Date of Award

5-2017

Document Type

Dissertation

Degree Name

Doctor of Philosophy (PhD)

Department

Parks, Recreation and Tourism Management

Committee Member

Dr. Denise Anderson, Committee Chair

Committee Member

Dr. Dorothy Schmalz

Committee Member

Dr. Ellen Granberg

Committee Member

Dr. Sarah Griffin

Abstract

In most western countries, obesity and sedentary behavior are a major health concern. Research demonstrates a clear connection between one’s physical and emotional health (e.g., body image) and as such, many community programs now focus on the “whole person” rather than just physical wellbeing. When looking at the population as a whole, the most health disparate group is adolescent girls. Compared to any other cohort, adolescent girls are the most sedentary, obese, and likely to suffer from psychosocial distress such as anxiety and/or depression. As a result, there is a need for further research into adolescent girls’ physical and emotional health. The primary purpose of this study was to evaluate Smart Fit Girls, a program aimed at improving adolescent girls’ health. A secondary purpose of this study was to better understand how social comparison and mother/daughter relationships influence adolescent girls’ health. Quantitative (surveys), qualitative (focus groups), and mixed-methods (embedded design) methodologies were used in this study.
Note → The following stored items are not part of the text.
PR #265, opened 2023-09-18
Feature/disruption 392 twitter api

ljones92:


site/pages/create-social-media-post/[disruptionId]/[socialMediaPostIndex].page.tsx
Comment (DeannaSharma) [inline site/pages/create-social-media-post/[disruptionId]/[socialMediaPostIndex].page.tsx:1]: Request from Chris:

Could we have it where if you load the page, then you see the twitter/hootsuite drop down and the message content field. If you select twitter, nothing else happens and you're good to go. If you actually select hootuite, then the extra stuff appears like hootsuite profile, image, time/date etc?

DeannaSharma (dismissed):

DeannaSharma (approved):
🚢 it

PR #278, opened 2023-09-21
feat: Get organisation endpoint

alainajaffer:


packages/get-organisation/index.ts
```diff
@@ -0,0 +1,63 @@
+import { getOrganisationInfoAndStats } from "@create-disruptions-data/shared-ts/utils/dynamo";
```
ljones92, line 1: I think we could have both of these endpoints in the same package folder, maybe something like `organisations-api/get-organisation` and `organisations-api/get-organisations`. Then they can share the same package.json and config files etc.

shared-ts/utils/dynamo.ts
```diff
@@ -219,3 +219,52 @@ export const getAllOrganisationsInfoAndStats = async (logger: Logger): Promise<O
...
     }
 };
+
+export const getOrganisationInfoAndStats = async (
+    orgId: string,
+    logger: Logger,
+): Promise<OrganisationsWithStats[0] | null> => {
+    logger.info(`Getting organisation ${orgId} with stats from DynamoDB table...`);
+    try {
+        const dbDataInfo = await recursiveScan(
```
ljones92, line 229: We should use a `recursiveQuery` here instead of a scan

shared-ts/utils/dynamo.ts
```diff
@@ -219,3 +219,52 @@ export const getAllOrganisationsInfoAndStats = async (logger: Logger): Promise<O
...
+                ExpressionAttributeValues: {
+                    ":info": "INFO",
+                    ":stat": "STAT",
+                    ":orgId": orgId,
+                },
+            },
+            logger,
+        );
+
+        const orgIds = [...new Set(dbDataInfo.map((item) => item.PK))];
```
ljones92, line 242: We don't need to collect the org ids here since there's only the one, we can just have:

```ts
const info = dbDataInfo.find((item) => item.SK === "INFO");
const stats = dbDataInfo.find((item) => item.SK === "STAT");

const parsedOrgWithStats = organisationSchemaWithStats.safeParse({
    ...info,
    stats
});
```

We'd need a new schema for this:
```ts
export const organisationSchemaWithStats = organisationSchema.and(z.object({ stats: statisticSchema }));
```

stacks/services/APIGateway.ts
```diff
@@ -37,6 +37,7 @@ export const createSiriApi = (stack: Stack, siriSXBucket: Bucket, hostedZone: IH
         },
         routes: {
             "GET    /organisations": "packages/get-organisations/index.main",
+            "GET    /organisations/{id}": "packages/get-organisation/index.main",
```
ljones92, line 40: Then these paths will need updating with the new folder structure

alainajaffer: done

packages/get-organisation/index.ts
alainajaffer: done

ljones92 (approved):

PR #282, opened 2023-09-25
feat: update to service consequence functionality

DeannaSharma:
Updated services consequence functionality so that when a stop is selected from the dropdown menu, all services associated with that stop are added to the services dropdown.

### DIFF
--- a/site/pages/create-consequence-services/[disruptionId]/[consequenceIndex].page.tsx
+++ b/site/pages/create-consequence-services/[disruptionId]/[consequenceIndex].page.tsx
@@ -220,8 +220,37 @@ const CreateConsequenceServices = (props: CreateConsequenceServicesProps): React
                     includeRoutes: true,
                     dataSource: dataSource,
                 });
+
+                const servicesRoutesForGivenStop = servicesForGivenStop?.map((service) => {
+                    return {
+                        inbound: service.routes.inbound,
+                        outbound: service.routes.outbound,
+                        serviceId: service.id,
+                    };
+                });
+
+                const servicesRoutesForMap = [...searched, ...servicesRoutesForGivenStop].filter(
+                    (value, index, self) =>
+                        index === self.findIndex((service) => service?.serviceId === value?.serviceId),
+                );
+
+                const stopsForServicesRoutes = await Promise.all(
+                    servicesRoutesForMap.map(async (service) => {
+                        if (service) {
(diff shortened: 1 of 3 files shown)


site/pages/create-consequence-services/[disruptionId]/[consequenceIndex].page.tsx
```diff
@@ -220,11 +220,49 @@ const CreateConsequenceServices = (props: CreateConsequenceServicesProps): React
             });
         } else {
             if (stopToAdd) {
+                const servicesForGivenStop = await fetchServicesByStops({
+                    atcoCodes: [stopToAdd.atcoCode],
+                    includeRoutes: true,
+                    dataSource: dataSource,
+                });
```
Comment (alainajaffer) [inline site/pages/create-consequence-services/[disruptionId]/[consequenceIndex].page.tsx:227]: When multiple services are connected to a stop, when I add a stop then delete the service that I originally searched for the stop attached gets removed but the other services remain - is that what we expect?
For example:
Searched for 1 - Barnsley Interchange - Staincross Circular (Stagecoach)
Selected 1 - Barnsley Interchange - Staincross Circular (Stagecoach)
Searched Bar Lane/Cloudberry Way adj 370050414
Selected Bar Lane/Cloudberry Way adj 370050414
Delete 1 - Barnsley Interchange - Staincross Circular (Stagecoach)
Bar Lane/Cloudberry Way adj 370050414 gets deleted but the 486 - Darton College - Mapplewell (Globe Holidays) and 488 - Darton Academy - Monk Bretton (Globe Holidays) remain

Comment (DeannaSharma) [reply site/pages/create-consequence-services/[disruptionId]/[consequenceIndex].page.tsx:227]: Updated dropdown logic so that a stop stays selected until all services that include that stops are removed.

Also updated the logic on the stop dropdown options to ensure only options for selected services are shown. 

(Previously, if you selected a stop that added some additional services the stop dropdown options would be updated to include these additional services. However, if you deleted one of those additional services their stop options would sometimes remain in the stop options dropdown)

Comment (alainajaffer) [reply site/pages/create-consequence-services/[disruptionId]/[consequenceIndex].page.tsx:227]: The select all button for Barnsley Interchange - Staincross Circular (Stagecoach) does not select all related services to every stop

Comment (DeannaSharma) [reply site/pages/create-consequence-services/[disruptionId]/[consequenceIndex].page.tsx:227]: Chris confirmed that when clicking the select all button we should only go and grab all the stops related to the selected services. We shouldn't select all the related services to all the stops.

alainajaffer (approved):

PR #284, opened 2023-09-26
fix: 500 error when deleting consequence from existing template

DeannaSharma:


site/pages/disruption-detail/[disruptionId].page.tsx
```diff
@@ -331,7 +331,8 @@ const DisruptionDetail = ({
         });
     };
 
-    const nextIndex = getLargestConsequenceIndex(disruption) + 1;
+    const nextIndex =
+        disruption.consequences && disruption.consequences.length > 0 ? getLargestConsequenceIndex(disruption) + 1 : 0;
```
Comment (ljones92) [inline site/pages/disruption-detail/[disruptionId].page.tsx:335]: Is this check needed? It's also done within the `getLargestConsequenceIndex` function

Comment (ljones92) [reply site/pages/disruption-detail/[disruptionId].page.tsx:335]: Also it'll have the side effect of overwriting deleted consequences

Comment (DeannaSharma) [reply site/pages/disruption-detail/[disruptionId].page.tsx:335]: Without this check, If we delete a consequence from a disruption so no consequence exists then create a new consequence the index will be 1 not 0 which I think is incorrect?

I've seen this cause a bug when creating a disruption from a template - can show you on a call.

Comment (ljones92) [reply site/pages/disruption-detail/[disruptionId].page.tsx:335]: Historically that was intentional so that the consequence index would always be unique within a disruption so it wouldn't end up overwriting previous consequences. That might not be an issue anymore with how edits are handled  now though. Happy to jump on a call to see the bug it's causing.

Comment (DeannaSharma) [reply site/pages/disruption-detail/[disruptionId].page.tsx:335]: reverted it back to original code

site/pages/review-disruption/[disruptionId].page.tsx
```diff
@@ -325,14 +325,18 @@ const ReviewDisruption = ({
         });
     };
 
-    const nextIndex = getLargestConsequenceIndex(disruption) + 1;
+    const nextIndex =
+        disruption.consequences && disruption.consequences.length > 0 ? getLargestConsequenceIndex(disruption) + 1 : 0;
```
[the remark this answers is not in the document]
Comment (DeannaSharma) [reply site/pages/review-disruption/[disruptionId].page.tsx:329]: reverted back to original code

ljones92 (approved):

PR #296, opened 2023-10-02
redirect to target page on login

ljones92:


site/middleware.api.ts
```diff
@@ -182,6 +183,10 @@ export async function middleware(request: NextRequest) {
 
             const newResponse = NextResponse.redirect(new URL(LOGIN_PAGE_PATH, request.url));
 
+            const referer = request.headers.get("referer") ?? new URL(DASHBOARD_PAGE_PATH, request.url).toString();
+
+            newResponse.cookies.set(COOKIES_LOGIN_REDIRECT, !request.url.includes("/api/") ? request.url : referer);
+
```
alvak1, line 189: Works with redirection of links that is when you click on a link and the user is redirected to another page. Does not work when cookies are cleared and you click save button in create disruption page

ljones92: What's happening for you in that circumstance? It should take you back to the page in the state before you clicked save since otherwise we'd need to save the values to post to the api

alvak1 (approved):
Approved

PR #324, opened 2023-10-23
stop creation of consequences after reaching max

ljones92:


site/pages/create-consequence-network/[disruptionId]/[consequenceIndex].page.tsx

Findings indicate that 1) the Smart Fit Girls program was successful in improving participants’ body image, 2) mothers have a strong influence over their daughters’ health and while they recognize this, they do not know how to best discuss health concerns with their daughters, and 3) physical activity prototypes influence adolescent girls’ willingness to be physically active but social comparison does not influence this relationship. This study demonstrates that intentional programming can positively influence the health of adolescent girls.